## [Material shown]
----------------
PR #1161, opened 2023-02-06
[WIP] Add (optional) extended dashboards in ScyllaDBMonitoring and drop the unmanaged setup

### LINKED ISSUE #1155: Add (optional) extended dashboards in ScyllaDBMonitoring and drop the unmanaged setup
Having introduced the new API, setup and management for monitoring of our clusters in https://github.com/scylladb/scylla-operator/pull/1111, we should update the monitoring section of our documentation with new deployment instructions and remove the outdated manifests from example files.

rzetelskik:
**Description of your changes:** WIP

Resolves #1155


assets/monitoring/prometheus/v1/scylladb.servicemonitor.yaml
```diff
@@ -5,7 +5,7 @@ metadata:
 spec:
   selector:
     {{- .endpointsSelector | toYAML | nindent 4 }}
-  jobLabel: scylla/cluster
+  jobLabel: app.kubernetes.io/name
```
tnozicka, line 8: this needs to stay - this is the label from the service so in the end, if you name your scyllacluster scylla, it will make sure there is a job=scylla label used by some dashboards

pkg/api/scylla/v1alpha1/types_monitoring.go
```diff
@@ -162,6 +162,16 @@ type ScyllaDBMonitoringSpec struct {
 
 	// components hold additional config for the monitoring components in use.
 	Components *Components `json:"components"`
+
+	// type determines what platform service model the monitoring is deployed for. Defaults to Platform. Valid options
+	// are Platform and SaaS.
+	// "Platform" means the monitoring is deployed in the ScyllaDB cluster owner's platform. A full monitoring setup
+	// designed for cluster administrators is deployed.
+	// "SaaS" means the monitoring is deployed for a SaaS offering. A simplified monitoring setup is deployed.
+	// +kubebuilder:default:="Platform"
```
tnozicka, line 171: sounds like breaking change

pkg/api/scylla/v1alpha1/types_monitoring.go
```diff
@@ -162,6 +162,16 @@ type ScyllaDBMonitoringSpec struct {
...
+	// +kubebuilder:validation:Enum="";"SaaS";"Platform"
```
tnozicka, line 172: why ""?

tnozicka (commented):
a few comments while scanning the approach

assets/monitoring/prometheus/v1/scylladbmanager.servicemonitor.yaml
```diff
@@ -4,14 +4,14 @@ metadata:
   name: scylla-manager-service-monitor
   namespace: scylla-manager
 spec:
-  jobLabel: "app.kubernetes.io/name"
+  jobLabel: app.kubernetes.io/name
   selector:
     matchLabels:
```
tnozicka, line 9: i think this would need to be configurable

assets/monitoring/prometheus/v1/scylladbmanager.servicemonitor.yaml
```diff
@@ -4,14 +4,14 @@ metadata:
...
       app.kubernetes.io/name: scylla-manager
```
tnozicka, line 10: i think this would need to be configurable

rzetelskik: Sure, that was only a WIP. Dropping the manager support until we have an automated manager setup as agreed.

assets/monitoring/prometheus/v1/scylladb.servicemonitor.yaml
rzetelskik: All of scylla-monitoring dashboards , including the serverless one, have "job" label hardcoded to either `scylla` or `scylla-manager`. This change breaks multiple metrics. What do you propose?

pkg/api/scylla/v1alpha1/types_monitoring.go
rzetelskik: Would you rather have no default then and make it required or use "SaaS" as default?

pkg/api/scylla/v1alpha1/types_monitoring.go
rzetelskik: I thought it was necessary to pass validation with implicit value. Removed, thanks.

assets/monitoring/prometheus/v1/scylladb.servicemonitor.yaml
rzetelskik: Discussed internally. Temporarily fixed job labels in metrics used by dashboards. This is supposed to be fixed in upstream dashboards in long term.

pkg/api/scylla/v1alpha1/types_monitoring.go
rzetelskik: @tnozicka ping

tnozicka: in v1alpha1 it should behave the same. with "alpha" you can break when introducing v1alpha2

it needs to be set in a way that it keeps behaving the same way (if you have deployed it already it shouldn't change your dashboards type when updating the operator+crd), which would be default=SaaS, at least for v1alpha1

rzetelskik: Right. I changed the default to `SaaS`, but explicitly set `Platform` in out examples. I believe it would make sense to change the default to `Platform` with the next API version though.

tnozicka: I feel the same, my point was purely about API compatibility guarantees

pkg/api/scylla/v1alpha1/types_monitoring.go
```diff
@@ -162,6 +162,16 @@ type ScyllaDBMonitoringSpec struct {
...
 	// components hold additional config for the monitoring components in use.
 	Components *Components `json:"components"`
+
+	// type determines what platform service model the monitoring is deployed for. Defaults to SaaS. Valid options
+	// are Platform and SaaS.
+	// "Platform" means the monitoring is deployed in the ScyllaDB cluster owner's platform. A full monitoring setup
+	// designed for cluster administrators is deployed.
+	// "SaaS" means the monitoring is deployed for a SaaS offering. A simplified monitoring setup is deployed.
+	// +kubebuilder:default:="SaaS"
+	// +kubebuilder:validation:Enum="SaaS";"Platform"
```
tnozicka, line 172:
```suggestion
	// type determines the deployment type of the monitoring setup. Can be "Platform" or "Saas". 
	// "Platform" sets up a detailed ScyllaDB monitoring, including the infrastructure.
	// "Saas" deploys monitoring setup focusing on the ScyllaDB service.
	// Defaults to "SaaS".
	// +kubebuilder:validation:Enum="SaaS";"Platform"
	// +kubebuilder:default:="SaaS"
```

tnozicka: (i think it's better to first introduce the values and then say what the default is)

pkg/controller/scylladbmonitoring/sync_grafana.go
```diff
@@ -140,9 +140,18 @@ func makeGrafanaConfigs(sm *scyllav1alpha1.ScyllaDBMonitoring) (*corev1.ConfigMa
...
+	case naming.ScyllaDBMonitoringTypePlatform:
+		return grafanav1alpha1assets.GrafanaPlatformDashboardsConfigMapTemplate.RenderObject(map[string]any{
+			"scyllaDBMonitoringName": sm.Name,
+		})
+	case naming.ScyllaDBMonitoringTypeSaaS:
+		return grafanav1alpha1assets.GrafanaSaaSDashboardsConfigMapTemplate.RenderObject(map[string]any{
+			"scyllaDBMonitoringName": sm.Name,
+		})
+	default:
+		return nil, "", fmt.Errorf("unkown type: %s", sm.Spec.Type)
```
tnozicka, line 153: nit: `switch t:=`
also `unknown monitoring type`

docs/source/monitoring.md
```diff
@@ -1,76 +1,130 @@
...
+```
+
+For details, refer to the below command:
+```console
+$ kubectl explain scylladbmonitorings.scylla.scylladb.com/v1alpha1
+```
+
+## Deploy managed monitoring
+
+**Note**: as of v1.8, ScyllaDBMonitoring is in alpha state and is susceptible to backwards incompatible changes.
```
tnozicka, line 44:
```suggestion
**Note**: as of v1.8, ScyllaDBMonitoring is experimental. The API is currently at v1alpha1 version and may change in the future versions.
```

docs/source/monitoring.md
```diff
@@ -1,76 +1,130 @@
...
+
+### Requirements
+
+Before you can set up your ScyllaDB Monitoring, you must install the Scylla Operator in your Kubernetes cluster
```
tnozicka, line 48:
```suggestion
Before you can set up your ScyllaDB Monitoring, you have to have Scylla Operator already installed in your Kubernetes cluster
```

docs/source/monitoring.md
```diff
@@ -1,76 +1,130 @@
...
+```
+
+## Deploy managed monitoring
+
+**Note**: as of v1.8, ScyllaDBMonitoring is in alpha state and is susceptible to backwards incompatible changes.
+
+### Requirements
+
+Before you can set up your ScyllaDB Monitoring, you must install the Scylla Operator in your Kubernetes cluster 
+and have an instance of ScyllaCluster running. For details see:
```
tnozicka, line 49: i don't think that's technically true

tnozicka: You can find more information on how to deploy Scylla Operator here:

docs/source/monitoring.md
```diff
@@ -1,76 +1,130 @@
...
+* [Deploying Scylla on a Kubernetes Cluster](generic.md)
+* [Deploying Scylla stack using Helm Charts](helm.md)
+
+The managed monitoring setup also requires HAProxy Ingress and Prometheus Operator deployed in your Kubernetes cluster.
```
tnozicka, line 53: it's not required by the monitoring itself, it's just that the example uses it

docs/source/monitoring.md
```diff
@@ -1,76 +1,130 @@
...
+You can deploy them using the provided third party examples.
+
+#### Deploy Prometheus Operator
+Deploy Prometheus Operator using kubectl:
```
tnozicka, line 57: if your cluster already has a prometheus operator deployed you should skip this step

docs/source/monitoring.md
```diff
@@ -1,76 +1,130 @@
...
+```console
+$ kubectl -n prometheus-operator apply --server-side -f examples/third-party/prometheus-operator
+```
+
+##### Verify Prometheus Operator status
+```console
+$ kubectl -n prometheus-operator get deployments.apps/prometheus-operator
```
tnozicka, line 64: kubectl rollout status

docs/source/monitoring.md
```diff
@@ -1,76 +1,130 @@
...
+NAME                  READY   UP-TO-DATE   AVAILABLE   AGE
+prometheus-operator   1/1     1            1           5s
+```
+
+#### Deploy HAProxy Ingress
+Deploy HAProxy Ingress using kubectl:
```
tnozicka, line 70: same skip here

docs/source/monitoring.md
```diff
@@ -1,76 +1,130 @@
...
+```console
+$ kubectl -n haproxy-ingress apply --server-side -f examples/third-party/haproxy-ingress
+```
+
+##### Verify HAProxy Ingress status
+```console
+$ kubectl -n haproxy-ingress get deployments.apps/haproxy-ingress
```
tnozicka, line 77: rollout status

docs/source/monitoring.md
```diff
@@ -1,76 +1,130 @@
...
+NAME              READY   UP-TO-DATE   AVAILABLE   AGE
+haproxy-ingress   1/1     1            1           5s
+```
+
+Before you begin, update the `endpointSelector` in `examples/monitoring/v1alpha1/scylladbmonitoring.yaml` with a label 
+matching your ScyllaCluster instance.
```
tnozicka, line 83: instance name.

docs/source/monitoring.md
```diff
@@ -1,76 +1,130 @@
...
+
+### Deploy ScyllaDBMonitoring
+
+Deploy the monitoring setup using kubectl:
+```console
+$ kubectl apply --server-side -f examples/monitoring/v1alpha1/scylladbmonitoring.yaml
```
tnozicka, line 89:
```suggestion
$ kubectl apply --server-side -f ./examples/monitoring/v1alpha1/scylladbmonitoring.yaml
```

docs/source/monitoring.md
```diff
@@ -1,76 +1,130 @@
...
+```
+
+The Operator should pick up the object's creation and create all the necessary resources for you.
```
tnozicka, line 92:
```suggestion
Scylla Operator will notice the new ScyllaDBMonitoring object and create and manage all the necessary resources for you.
```

docs/source/monitoring.md
```diff
@@ -1,76 +1,130 @@
...
+
+#### Verify ScyllaDBMonitoring status
+```console
+$ kubectl get ScyllaDBMonitoring example
```
tnozicka, line 96: wait for conditions

docs/source/monitoring.md
```diff
@@ -1,76 +1,130 @@
...
+
+#### Verify Grafana admin credentials secret
+Among other resources, the Operator creates a secret containing the admin credentials for you Grafana deployment.
+```console
+$ kubectl get secrets/example-grafana-admin-credentials
+NAME                                TYPE     DATA   AGE
+example-grafana-admin-credentials   Opaque   2      68s
+```
+
+### Access Grafana locally
```
tnozicka, line 123: I think this should be a variant when you don't want to use/install haproxy, or expose it to the world

examples/monitoring/v1alpha1/scylladbmonitoring.yaml
```diff
@@ -26,4 +26,3 @@ spec:
             - test-grafana.test.svc.cluster.local
             annotations:
               haproxy-ingress.github.io/ssl-passthrough: "true"
-
```
tnozicka, line 28: why?

pkg/api/scylla/v1alpha1/types_monitoring.go
rzetelskik: It sort of copied it from core Service object, but I don't mind either.

docs/source/monitoring.md
rzetelskik: I've put a message above saying you can skip these steps if you already have them deployed in your cluster.

docs/source/monitoring.md
rzetelskik: Do you suggest removing it or adding it as an alternative?

docs/source/monitoring.md
rzetelskik: There are multiple so I had to use a workaround

docs/source/monitoring.md
tnozicka: I think we'd primarily describe a way to use the ingress, this would be an alternative, if needed

pkg/api/scylla/v1alpha1/types_monitoring.go
```diff
@@ -162,6 +162,15 @@ type ScyllaDBMonitoringSpec struct {
 
 	// components hold additional config for the monitoring components in use.
 	Components *Components `json:"components"`
+
+	// type determines the platform type of the monitoring setup. Can be "Platform" or "SaaS".
+	// "Platform" sets up a detailed ScyllaDB monitoring, including the infrastructure.
+	// "Saas" deploys monitoring setup focusing on the ScyllaDB service.
+	// Defaults to "SaaS".
+	// +kubebuilder:validation:Enum="SaaS";"Platform"
```
zimnx, line 170: Since enumeration values are part of the API, shouldn't these be declared as consts in api package instead in `naming`?

pkg/api/scylla/v1alpha1/types_monitoring.go
```diff
@@ -162,6 +162,15 @@ type ScyllaDBMonitoringSpec struct {
...
+	// +kubebuilder:default:="SaaS"
+	// +optional
+	Type string `json:"type,omitempty"`
```
zimnx, line 173: ScyllaDBMonitoringType instead of string

pkg/api/scylla/v1alpha1/types_monitoring.go
rzetelskik: good point, changed

docs/source/monitoring.md
rzetelskik: Also asked on https://github.com/kubernetes/kubernetes/issues/95759 if I can give fixing this a try

rzetelskik:
@zimnx @tnozicka thanks, I believe I've addressed all of your comments

zimnx (dismissed):
lgtm, thanks

tnozicka:
> Note: we decided not to include ScyllaDB Manager dashboards until we start managing ScyllaDB Manager deployments with Operator.

Given the plan for manager is changing, I'd use something more general, like:
`Note: We have decided not to include ScyllaDB Manager dashboards yet until we figure out the how we'll integrate manager functionality in a better way.`

docs/source/monitoring.md
```diff
@@ -1,76 +1,148 @@
...
+
+#### Verify Grafana admin credentials secret
+Among other resources, the Operator creates a secret containing the admin credentials for you Grafana deployment.
+```console
+$ kubectl get secrets/example-grafana-admin-credentials
+NAME                                TYPE     DATA   AGE
+example-grafana-admin-credentials   Opaque   2      68s
+```
+
+### Access Grafana
```
tnozicka, line 123: I feel that this article is too focused on how to hack it with minikube and someone trying to set this up on a real cluster / domain would be confused.

I think the generic steps are:
- create ScyllaDBMonitoring with a domain (`test-grafana.test.svc.cluster.local` is fine)
- [real domain / cname to ingress controller] curl
- [fake domain / port-forward / not a cname to ingress controller] curl + `--resolve`

pkg/api/scylla/v1alpha1/types_monitoring.go
```diff
@@ -170,7 +177,7 @@ type ScyllaDBMonitoringSpec struct {
 	// +kubebuilder:validation:Enum="SaaS";"Platform"
 	// +kubebuilder:default:="SaaS"
 	// +optional
-	Type string `json:"type,omitempty"`
+	Type ScyllaDBMonitoringType `json:"type,omitempty"`
```
tnozicka, line 180: ok, it's here but there needs to be just one commit  touching this enum

pkg/naming/constants.go
```diff
@@ -148,10 +148,3 @@ type ProtocolDNSLabel string
 const (
 	CQLProtocolDNSLabel = "cql"
 )
-
-type ScyllaDBMonitoringType string
```
tnozicka: you need to clean your commits

tnozicka (changes requested):

pkg/api/scylla/v1alpha1/types_monitoring.go
tnozicka: now i see it has both the new and old changes which needs cleanup

assets/monitoring/grafana/v1alpha1/dashboards-saas.cm.yaml
```diff
@@ -4602,15 +4602,15 @@ data:
                             ]
                         },
                         "datasource": "prometheus",
-                        "definition": "query_result(count(up{job=\"scylla\"}) by (dc))",
+                        "definition": "query_result(count(up{job=~\"$cluster|$^\"}) by (dc))",
```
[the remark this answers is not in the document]
rzetelskik: Sent https://github.com/scylladb/scylla-operator/pull/1199

docs/source/monitoring.md
```diff
@@ -1,76 +1,148 @@
...
+deployment "example-grafana" successfully rolled out
+```
+
+#### Verify Grafana admin credentials secret
+Among other resources, the Operator creates a secret containing the admin credentials for you Grafana deployment.
+```console
+$ kubectl get secrets/example-grafana-admin-credentials
+NAME                                TYPE     DATA   AGE
+example-grafana-admin-credentials   Opaque   2      68s
+```
```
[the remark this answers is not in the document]
rzetelskik: Yeah it doesn't really make sense, I left it there to demonstrate how to access the admin credentials. Changed.

docs/source/monitoring.md
```diff
@@ -1,76 +1,142 @@
...
+$ kubectl -n haproxy-ingress apply --server-side -f ./examples/third-party/haproxy-ingress
+```
+
+##### Verify HAProxy Ingress status
+```console
+$ kubectl -n haproxy-ingress rollout status --timeout=5m deployments.apps/haproxy-ingress
+deployment "haproxy-ingress" successfully rolled out
+```
+
+Before you begin, update the `endpointSelector` in `examples/monitoring/v1alpha1/scylladbmonitoring.yaml` with a label
```
vponomaryov, line 81: The code uses plural form of the first word -> `endpointsSelector`.

docs/source/monitoring.md
rzetelskik: > - [real domain / cname to ingress controller] curl
> - [fake domain / port-forward / not a cname to ingress controller] curl + --resolve

I don't understand these lines. Could you elaborate on what these options in the brackets mean? Do you mean that there should be two sections demonstrating all of these options, verifying them with either curl or curl --resolve? Are you also suggesting not using minikube to demonstrate it?

tnozicka: I think that could be a joint section saying if your scylldbmonitoring domain isn't resolvable (to the ingress controller IP accessible from outside of the cluster), then you have to add the --resolve flag with ingress controller IP or use `/etc/hosts` alias. The ingress controller IP (accessible from outside of the cluster) can be constructed in a few ways - as service externalIP, nodeIP +  service nodePort, or 127.0.0.1+kubectl port-forward to ingress controller svc, ...

docs/source/monitoring.md
```diff
@@ -1,76 +1,142 @@
...
+```
+
+Scylla Operator will notice the new ScyllaDBMonitoring object, and it will reconcile all necessary resources.
+
+#### Verify ScyllaDBMonitoring status
+```console
+$ kubectl wait --for='condition=Available=True' scylladbmonitorings.scylla.scylladb.com/example
+scylladbmonitoring.scylla.scylladb.com/example condition met
+
+$ kubectl wait --for='condition=Progressing=False' scylladbmonitorings.scylla.scylladb.com/example
```
tnozicka, line 98: with this raciness, you should check progressing first and available last. it can be still available for a while when it starts progressing and when it rolls out you won't check it again

rzetelskik: good point, updated

docs/source/monitoring.md
```diff
@@ -1,76 +1,234 @@
...
+HTTP/1.1 200 OK
+Cache-Control: no-cache
+Content-Type: text/html; charset=UTF-8
+Expires: -1
+Pragma: no-cache
+X-Content-Type-Options: nosniff
+X-Frame-Options: deny
+X-Xss-Protection: 1; mode=block
+Date: Fri, 07 Apr 2023 14:32:09 GMT
+```
```
tnozicka: I've tried to simplify this and also some of the templates. Please verify the instructions.

### Accessing Grafana

For accessing Grafana service from outside the Kubernetes cluster we'd recommend using an Ingress but there are many other ways. What matters when using the Ingress is to direct your packets to the ingress controller service/pods and have the correct TLS SNI field set by the caller when reaching out the service, so it is routed properly, and it can successfully validate the grafana serving certificate. Obviously this is easier when you are using a real DNS domain that resolves to your Ingress controller IP address but most of the client/tools allow to set the SNI field manually.

#### Prerequisites

For accessing Grafana, you first need to collect the serving CA and the credentials.

```console
$ GRAFANA_SERVING_CERT="$( kubectl -n scylla get secret/example-grafana-serving-ca --template '{{ index .data "tls.crt" }}' | base64 -d )"
$ GRAFANA_USER="$( kubectl -n scylla get secret/example-grafana-admin-credentials --template '{{ index .data "username" }}' | base64 -d )"
$ GRAFANA_PASSWORD="$( kubectl -n scylla get secret/example-grafana-admin-credentials --template '{{ index .data "password" }}' | base64 -d )"
```

#### Connecting through Ingress using a resolvable domain

In case of production cluster someone has already set up the Ingress controller and appropriate DNS records. Often there is a generic wildcard record like `*.app.mydomain` already pointing to the ingress controller external IP. For custom service domains, these are usually a CNAME pointing the Ingress controller A record.

Note: The ScyllaDBMonitoring example creates an Ingress object with `test-grafana.test.svc.cluster.local` DNS domain - you need to adjust this to your domain. Here it is represented as `example-grafana.apps.mydomain`.

Note: To test a resolvable domain from your machine without creating DNS records, you can adjust `/etc/hosts` or similar.

```console
$ curl --fail -s -o /dev/null -w '%{http_code}' -L --cacert <( echo "${GRAFANA_SERVING_CERT}" ) "https://example-grafana.apps.mydomain" --user "${GRAFANA_USER}:${GRAFANA_PASSWORD}"
200
```

#### Connecting through Ingress using an unresolvable domain

To connect to an ingress without a resolvable domain you first need to find out your Ingress controller IP that can be resolved externally. Again there are more ways to do it, not limited to the few examples shown here.

Unless stated otherwise, we will assume your ingress is running on port 443.
```console
$ INGRESS_PORT=443
```

##### Variants
###### Ingress ExternalIP

When you are running in a real cluster there is usually a cloud LB or a bare metal alternative providing you with an externally reachable IP.

```console
$ INGRESS_IP="$( kubectl -n=haproxy-ingress get service/haproxy-ingress --template='{{ ( index .loadBalancer.ingress 0 ).ip }}' )"
```

###### Ingress NodePort

NodePort is a bit of a less convenient but it's available in dev clusters as well.

```console
# FIXME: the template needs to prefer ExternalIP, if set. 
$ INGRESS_IP="$( kubectl get nodes --template='{{ range ( index .items 0 ).status.addresses }}{{ if eq .type "InternalIP" }}{{ .address }}{{ end }}{{ end }}' )"
$ INGRESS_PORT="$( kubectl -n=haproxy-ingress get services/haproxy-ingress --template='{{ range .spec.ports }}{{ if eq .port 443 }}{{ .nodePort }}{{ end }}{{ end }}' )"
```

###### Ingress Port Forwarding

Port forwarding may be useful, if your nodes are not reachable through a public IP, nor your Ingress, or in general for development purposes. 

```console
$ kubectl -n=haproxy-ingress port-forward services/haproxy-ingress 5000:443 >/dev/null &
$ INGRESS_IP="localhost"
$ INGRESS_PORT="5000"
```

##### Connection

```console
$ curl --fail -s -o /dev/null -w '%{http_code}' -L --cacert <( echo "${GRAFANA_SERVING_CERT}" ) "https://test-grafana.test.svc.cluster.local"  --resolve "test-grafana.test.svc.cluster.local:${INGRESS_PORT}:${INGRESS_IP}" --user "${GRAFANA_USER}:${GRAFANA_PASSWORD}"
200
```

pkg/controller/scylladbmonitoring/sync_grafana.go
```diff
@@ -140,9 +140,18 @@ func makeGrafanaConfigs(sm *scyllav1alpha1.ScyllaDBMonitoring) (*corev1.ConfigMa
 }
 
 func makeGrafanaDashboards(sm *scyllav1alpha1.ScyllaDBMonitoring) (*corev1.ConfigMap, string, error) {
-	return grafanav1alpha1assets.GrafanaDashboardsConfigMapTemplate.RenderObject(map[string]any{
-		"scyllaDBMonitoringName": sm.Name,
-	})
+	switch t := *sm.Spec.Type; t {
```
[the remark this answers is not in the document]
rzetelskik: It has a default value, so it should never happen. I've added a sanity check though.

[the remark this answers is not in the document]
rzetelskik: Good point! I assumed it would never happen because of the default value, but I haven't thought of the version skew.

assets/monitoring/grafana/v1alpha1/registry.go
```diff
@@ -36,9 +36,13 @@ var (
 	grafanaProvisioningConfigMapTemplateString string
 	GrafanaProvisioningConfigMapTemplate       = ParseObjectTemplateOrDie[*corev1.ConfigMap]("grafana-provisioning-cm", grafanaProvisioningConfigMapTemplateString)
 
-	//go:embed "dashboards.cm.yaml"
-	grafanaDashboardsConfigMapTemplateString string
-	GrafanaDashboardsConfigMapTemplate       = ParseObjectTemplateOrDie[*corev1.ConfigMap]("grafana-dashboard-cm", grafanaDashboardsConfigMapTemplateString)
```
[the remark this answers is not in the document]
rzetelskik: It doesn't get pruned but it get updated, yes.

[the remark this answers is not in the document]
tnozicka: oh, right, the name is still the same, thx

docs/source/monitoring.md
rzetelskik: I guess we had a different perspective on how this should look like but this looks good to me - I'll vet the commands and fix the typos and other errors.

rzetelskik:
@tnozicka thanks for the review. As discussed internally I've dropped the `port-forward` part and will add it once I've investigated the issue. I've changed the wording of the last section here and there and fixed some errors so you might want to double check.

pkg/controller/scylladbmonitoring/sync_grafana.go
```diff
@@ -140,9 +140,24 @@ func makeGrafanaConfigs(sm *scyllav1alpha1.ScyllaDBMonitoring) (*corev1.ConfigMa
 }
 
 func makeGrafanaDashboards(sm *scyllav1alpha1.ScyllaDBMonitoring) (*corev1.ConfigMap, string, error) {
-	return grafanav1alpha1assets.GrafanaDashboardsConfigMapTemplate.RenderObject(map[string]any{
-		"scyllaDBMonitoringName": sm.Name,
-	})
+	if sm.Spec.Type == nil {
+		// This should have a default value, but it can be nil due to a version skew.
+		scyllaDBMonitoringTypeSAAS := scyllav1alpha1.ScyllaDBMonitoringTypeSAAS
+		sm.Spec.Type = &scyllaDBMonitoringTypeSAAS
```
tnozicka, line 146: this will break the informers, you can't write to the shared cache. pls make a variable for the type to switch on

docs/source/monitoring.md
```diff
@@ -1,76 +1,180 @@
...
+### Accessing Grafana
 
-   First you need to download Scylla Monitoring, which contains Grafana dashboards and custom Prometheus rules.
-   You can do this by running the following command:
-   ```
-   mkdir scylla-monitoring
-   curl -L https://github.com/scylladb/scylla-monitoring/tarball/branch-4.0 | tar -xzf - -C scylla-monitoring --strip-components=1
-   ```
+For accessing Grafana service from outside the Kubernetes cluster we recommend using an Ingress, although there are many other ways to do so.
+When using Ingress, what matters is to direct your packets to the ingress controller Service/Pods and have the correct TLS SNI field set by the caller when reaching out to the service, so it is routed properly, and it can successfully validate the grafana serving certificate.
```
tnozicka, line 120:
```suggestion
When using Ingress, what matters is to direct your packets to the ingress controller Service/Pods and have the correct TLS SNI field set by the caller when reaching out to the service, so it is routed properly, and your client can successfully validate the grafana serving certificate.
```

docs/source/monitoring.md
```diff
@@ -1,76 +1,180 @@
...
+```
 
-   You can find it on `http://127.0.0.1:3000` and login with the credentials `admin`:`admin`.
\ No newline at end of file
+##### Ingress NodePort
+
+NodePort is slightly less convenient, but it's available in development clusters as well.
+
+```console
+$ INGRESS_IP="$( kubectl get nodes --template='{{ $internal_ip := "" }}{{ $external_ip := "" }}{{ range ( index .items 0 ).status.addresses }}{{ if eq .type "InternalIP" }}{{ $internal_ip = .address }}{{ else if eq .type "ExternalIP" }}{{ $external_ip = .address }}{{ end }}{{ end }}{{ if $external_ip }}{{ $external_ip }}{{ else }}{{ $internal_ip }}{{ end }}' )"
```
tnozicka, line 171: Shouldn't we prefer the `ExternalIP` first and `InternalIP` as a fallback as it work only if you are in the same network like with your VM but not for say a cloud? The other way around both should work with a fallback.

tnozicka (changes requested):

docs/source/monitoring.md
tnozicka: you are right, I've misread while scrolling

pkg/controller/scylladbmonitoring/sync_grafana.go
rzetelskik: Fixed. Btw should I add a test for `makeGrafanaDashboards`?

pkg/controller/scylladbmonitoring/sync_grafana.go
```diff
@@ -140,9 +140,25 @@ func makeGrafanaConfigs(sm *scyllav1alpha1.ScyllaDBMonitoring) (*corev1.ConfigMa
...
-		"scyllaDBMonitoringName": sm.Name,
-	})
+	smType := sm.Spec.Type
+	if smType == nil {
+		// This should have a default value, but it can be nil due to a version skew.
+		scyllaDBMonitoringTypeSAAS := scyllav1alpha1.ScyllaDBMonitoringTypeSAAS
+		smType = &scyllaDBMonitoringTypeSAAS
+	}
+
+	switch t := *smType; t {
```
tnozicka, line 150: there is no need for this to be a pointer
```suggestion
	t := scyllav1alpha1.ScyllaDBMonitoringTypeSAAS
	if sm.Spec.Type != nil {
	    t = *sm.Spec.Type
	}
	
	
	switch t {
```

pkg/controller/scylladbmonitoring/sync_grafana.go
tnozicka: I don't mind wither way but I'd not hold this over it

rzetelskik: Let's go ahead then

tnozicka (approved):
/approve
/lgtm
thanks!

mykaul:
> /approve /lgtm thanks!

Hallelujah!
----------------
## [About this task]
The answer must be every line of the records that contains the word "items".

## [The answer]
$ INGRESS_IP="$( kubectl get nodes --template='{{ range ( index .items 0 ).status.addresses }}{{ if eq .type "InternalIP" }}{{ .address }}{{ end }}{{ end }}' )"
+$ INGRESS_IP="$( kubectl get nodes --template='{{ $internal_ip := "" }}{{ $external_ip := "" }}{{ range ( index .items 0 ).status.addresses }}{{ if eq .type "InternalIP" }}{{ $internal_ip = .address }}{{ else if eq .type "ExternalIP" }}{{ $external_ip = .address }}{{ end }}{{ end }}{{ if $external_ip }}{{ $external_ip }}{{ else }}{{ $internal_ip }}{{ end }}' )"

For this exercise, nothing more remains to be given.